** Opening Information supplied block **

PR #755, opened 2021-10-29
Avoid docker image/volume collision by using a namespace

luzfcb:
## Description

- Add namespace to dev docker images and volumes
- Change the Django runserver port to 18000

## Rationale

The basic idea of this pull-request is to avoid having common names for images and volumes on `dev.yml` so that a potential contributor doesn't have to deal with image name collision issues and docker volumes.

It also changed the port used by runserver from 8000 to 18000 for the same reason.

### DIFF
--- a/README.rst
+++ b/README.rst
@@ -58,7 +58,7 @@ To download, install and start the local server for development, simply run::
     docker-compose -f dev.yml build
     docker-compose -f dev.yml up
 
-Then point your browser to http://localhost:8000 and start hacking!
+Then point your browser to http://localhost:18000 and start hacking!
 
 To run tests, run::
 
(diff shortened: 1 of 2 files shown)


jefftriplett:
Sorry for the slow response. I'm semi-back now. One variation we might do would be to: 
- add a `docker-compose.override.yml-dist` file
- add `docker-compose.override.yml` to `.gitignore`
- encourage customizations to: `cp docker-compose.override.yml-dist docker-compose.override.yml`

The addition of `docker-compose.override.yml` should give us room to change ports to be whatever someone wants. 

I'd kind of like to rename `docker-compose.yml` to `docker-compose.prod.yml` or something too so we can make `docker-compose` kind of just work.

jefftriplett:
I'm going to take a merge and update later approach here. We need to update docs either way, but just trying to keep things moving forward.

Issue #720, opened 2021-09-25
✨  Bring back Grid of the Week


jefftriplett:
I was browsing logs and noticed that our top-10 most-searched-for grids weren't marked to be included in the header, so I added them. Now I'm wondering if bringing back the Grid of the Week (gotw) feature wouldn't be a nice way to highlight some of these. 

The homepage exposes a `gotw` variables and at some point, support was pulled for this. Based on git history in the `_homepage.html` template, it looks like we could easily support it again. This is an approximation of what the old theme looked like: 

```html
  <div class="row">
    <div class="col-sm-4 col-lg-4">
      {% if gotw %}
        <!-- start GOTW panel -->
        <h2>{% trans "Featured Grid" %}</h2>
        <h4><a href="{{ gotw.get_absolute_url }}">{{ gotw.title }}</a></h4>
        <p>{{ gotw.description }}</p>
        <p>
          <strong>{% trans "Packages" %}:</strong> {{ gotw.gridpackage_set.count }},
          <strong>{% trans "Features" %}:</strong> {{ gotw.feature_set.count }}
        </p>
        <!-- end GOTW panel -->
      {% endif %}
    </div>
  </div>
```

jefftriplett:
This needs another look but mostly needs a schedule and a plan for announcing weekly grids.

ryancheley:
In order to do this we need to determine if #112 is something that needs to be done OR if we should just keep it as is for now. I'm not sure that the refactor that we'd need to do for #112 would be worth it

ryancheley:
With the closing of #112 I've started working on this. PR coming soon(ish)

ryancheley:
@jefftriplett is there anything left to do for this? I think that 99fda7dc23d completed it

jefftriplett:
It needs some elbow grease and some grid cleanup. Let me push out the last bit of the scoring refactor, and we can try to prioritize this next. 

I also ran the whole website through a bootstrap to tailwind scripts, and the results are good, but not quite good enough to move it over. I think that would help to get over my "why is this so hard to style?" thoughts that are tripping me up.

ryancheley:
@jefftriplett is this something we can sprint on while at DjangoCon US?

jefftriplett:
Closing - Grid of the Week was brought back in #1544.

PR #760, opened 2021-10-29
Grid of the Week panel on the Home page

adellylima:
**Description:**
This PR adds back the Grid of the week panel to the home page.

**_issue:_** https://github.com/djangopackages/djangopackages/issues/720


jefftriplett:
@adellylima thank you for the contribution and for filling in these details. (apologies for the delay. I have been on paternity leave.)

** Closing Information supplied block **

Work instructions:
Work out how many lines in the records above hold the string "point", then give only that count.

Solution to this task:
3